ASSIGNED TASK: Look through the data below and extract, unchanged, the lines from the one that contains "PR #573, opened 2024-10-01" to the one that contains "(list . $service", both included.

Entries taken from a collection:
=======

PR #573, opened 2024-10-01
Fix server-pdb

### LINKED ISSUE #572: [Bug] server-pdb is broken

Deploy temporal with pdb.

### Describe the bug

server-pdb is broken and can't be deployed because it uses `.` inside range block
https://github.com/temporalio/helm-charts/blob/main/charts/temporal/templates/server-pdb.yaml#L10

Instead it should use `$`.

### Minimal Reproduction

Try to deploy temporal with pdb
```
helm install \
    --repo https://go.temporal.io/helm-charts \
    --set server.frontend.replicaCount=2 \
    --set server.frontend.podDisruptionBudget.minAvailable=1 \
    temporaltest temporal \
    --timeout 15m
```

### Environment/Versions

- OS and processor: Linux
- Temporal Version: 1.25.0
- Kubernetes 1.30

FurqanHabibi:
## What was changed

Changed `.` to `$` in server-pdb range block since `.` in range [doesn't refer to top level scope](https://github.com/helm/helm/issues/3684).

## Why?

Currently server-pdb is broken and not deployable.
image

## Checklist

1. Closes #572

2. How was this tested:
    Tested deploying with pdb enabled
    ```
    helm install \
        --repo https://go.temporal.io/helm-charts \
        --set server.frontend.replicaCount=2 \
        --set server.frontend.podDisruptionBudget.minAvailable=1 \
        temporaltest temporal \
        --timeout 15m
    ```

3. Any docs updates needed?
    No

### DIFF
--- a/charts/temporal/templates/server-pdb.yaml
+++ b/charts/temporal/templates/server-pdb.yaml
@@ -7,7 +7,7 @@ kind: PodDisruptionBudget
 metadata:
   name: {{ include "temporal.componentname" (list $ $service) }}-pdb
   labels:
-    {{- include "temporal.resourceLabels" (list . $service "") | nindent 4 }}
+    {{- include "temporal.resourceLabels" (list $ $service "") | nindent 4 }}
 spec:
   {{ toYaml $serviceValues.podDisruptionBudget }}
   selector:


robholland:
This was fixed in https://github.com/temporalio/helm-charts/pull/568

=======

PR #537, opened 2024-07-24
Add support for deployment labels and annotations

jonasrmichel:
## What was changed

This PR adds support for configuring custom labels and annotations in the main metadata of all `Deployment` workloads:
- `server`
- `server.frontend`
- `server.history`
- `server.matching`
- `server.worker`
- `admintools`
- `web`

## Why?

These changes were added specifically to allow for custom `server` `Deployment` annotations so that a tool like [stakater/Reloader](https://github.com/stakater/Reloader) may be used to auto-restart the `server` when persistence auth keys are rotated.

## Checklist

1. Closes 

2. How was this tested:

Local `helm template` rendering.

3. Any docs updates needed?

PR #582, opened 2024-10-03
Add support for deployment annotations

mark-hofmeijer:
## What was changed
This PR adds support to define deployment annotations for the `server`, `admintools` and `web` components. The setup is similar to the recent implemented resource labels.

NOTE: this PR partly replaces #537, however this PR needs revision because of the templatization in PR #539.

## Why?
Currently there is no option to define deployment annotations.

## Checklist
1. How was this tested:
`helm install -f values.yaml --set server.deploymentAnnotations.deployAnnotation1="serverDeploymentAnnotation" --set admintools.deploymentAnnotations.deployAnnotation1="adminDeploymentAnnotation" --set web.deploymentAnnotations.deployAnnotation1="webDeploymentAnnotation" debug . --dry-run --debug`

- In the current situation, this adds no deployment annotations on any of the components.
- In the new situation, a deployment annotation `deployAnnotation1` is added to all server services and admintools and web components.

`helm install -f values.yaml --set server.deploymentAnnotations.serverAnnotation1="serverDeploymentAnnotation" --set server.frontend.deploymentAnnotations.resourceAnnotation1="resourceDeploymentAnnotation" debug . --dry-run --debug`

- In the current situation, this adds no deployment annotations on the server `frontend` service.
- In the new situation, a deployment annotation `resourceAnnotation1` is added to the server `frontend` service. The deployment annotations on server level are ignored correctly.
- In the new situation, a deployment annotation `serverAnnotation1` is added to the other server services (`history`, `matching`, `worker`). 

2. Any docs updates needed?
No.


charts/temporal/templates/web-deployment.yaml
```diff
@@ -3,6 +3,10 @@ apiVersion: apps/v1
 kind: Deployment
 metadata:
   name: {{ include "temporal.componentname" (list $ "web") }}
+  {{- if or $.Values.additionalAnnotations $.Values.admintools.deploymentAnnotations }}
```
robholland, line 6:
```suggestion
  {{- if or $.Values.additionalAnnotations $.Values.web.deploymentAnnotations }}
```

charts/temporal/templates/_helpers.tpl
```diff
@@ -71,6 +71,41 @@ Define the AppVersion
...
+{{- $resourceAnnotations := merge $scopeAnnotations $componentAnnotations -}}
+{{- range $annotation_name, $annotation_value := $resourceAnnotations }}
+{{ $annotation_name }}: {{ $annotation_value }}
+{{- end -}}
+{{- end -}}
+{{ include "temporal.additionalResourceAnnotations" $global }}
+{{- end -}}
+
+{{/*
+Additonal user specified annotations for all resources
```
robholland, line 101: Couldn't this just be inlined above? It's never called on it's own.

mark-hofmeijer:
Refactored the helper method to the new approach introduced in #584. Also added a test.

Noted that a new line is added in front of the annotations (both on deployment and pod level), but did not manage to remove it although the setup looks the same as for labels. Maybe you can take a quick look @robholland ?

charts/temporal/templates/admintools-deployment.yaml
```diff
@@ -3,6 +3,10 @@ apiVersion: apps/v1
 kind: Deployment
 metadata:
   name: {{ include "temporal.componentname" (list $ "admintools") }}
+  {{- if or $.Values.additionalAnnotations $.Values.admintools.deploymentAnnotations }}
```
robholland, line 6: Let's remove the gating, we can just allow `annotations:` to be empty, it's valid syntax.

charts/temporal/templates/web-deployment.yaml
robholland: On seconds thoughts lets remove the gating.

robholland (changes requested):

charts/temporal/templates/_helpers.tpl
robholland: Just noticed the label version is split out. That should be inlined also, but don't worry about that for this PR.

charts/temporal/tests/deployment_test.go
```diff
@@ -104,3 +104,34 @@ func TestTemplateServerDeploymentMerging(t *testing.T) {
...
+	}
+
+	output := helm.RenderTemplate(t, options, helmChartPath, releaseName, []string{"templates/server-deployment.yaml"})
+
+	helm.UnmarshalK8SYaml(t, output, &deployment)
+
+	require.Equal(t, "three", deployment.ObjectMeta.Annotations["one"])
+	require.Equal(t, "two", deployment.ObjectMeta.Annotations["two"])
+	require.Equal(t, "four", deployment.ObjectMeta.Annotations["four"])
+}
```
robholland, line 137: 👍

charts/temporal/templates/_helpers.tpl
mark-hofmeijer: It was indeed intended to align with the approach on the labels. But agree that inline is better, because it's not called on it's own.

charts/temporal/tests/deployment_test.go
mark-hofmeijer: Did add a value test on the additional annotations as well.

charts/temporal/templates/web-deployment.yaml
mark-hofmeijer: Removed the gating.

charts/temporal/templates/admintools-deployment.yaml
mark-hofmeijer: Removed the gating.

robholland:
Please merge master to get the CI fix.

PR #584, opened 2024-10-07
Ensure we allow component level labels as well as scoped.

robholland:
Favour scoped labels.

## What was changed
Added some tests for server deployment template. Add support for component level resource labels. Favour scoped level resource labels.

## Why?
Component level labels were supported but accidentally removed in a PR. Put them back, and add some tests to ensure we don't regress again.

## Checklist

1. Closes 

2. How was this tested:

=======

OUTPUT FOR THIS EXERCISE:
PR #573, opened 2024-10-01
Fix server-pdb

### LINKED ISSUE #572: [Bug] server-pdb is broken

Deploy temporal with pdb.

### Describe the bug

server-pdb is broken and can't be deployed because it uses `.` inside range block
https://github.com/temporalio/helm-charts/blob/main/charts/temporal/templates/server-pdb.yaml#L10

Instead it should use `$`.

### Minimal Reproduction

Try to deploy temporal with pdb
```
helm install \
    --repo https://go.temporal.io/helm-charts \
    --set server.frontend.replicaCount=2 \
    --set server.frontend.podDisruptionBudget.minAvailable=1 \
    temporaltest temporal \
    --timeout 15m
```

### Environment/Versions

- OS and processor: Linux
- Temporal Version: 1.25.0
- Kubernetes 1.30

FurqanHabibi:
## What was changed

Changed `.` to `$` in server-pdb range block since `.` in range [doesn't refer to top level scope](https://github.com/helm/helm/issues/3684).

## Why?

Currently server-pdb is broken and not deployable.
image

## Checklist

1. Closes #572

2. How was this tested:
    Tested deploying with pdb enabled
    ```
    helm install \
        --repo https://go.temporal.io/helm-charts \
        --set server.frontend.replicaCount=2 \
        --set server.frontend.podDisruptionBudget.minAvailable=1 \
        temporaltest temporal \
        --timeout 15m
    ```

3. Any docs updates needed?
    No

### DIFF
--- a/charts/temporal/templates/server-pdb.yaml
+++ b/charts/temporal/templates/server-pdb.yaml
@@ -7,7 +7,7 @@ kind: PodDisruptionBudget
 metadata:
   name: {{ include "temporal.componentname" (list $ $service) }}-pdb
   labels:
-    {{- include "temporal.resourceLabels" (list . $service "") | nindent 4 }}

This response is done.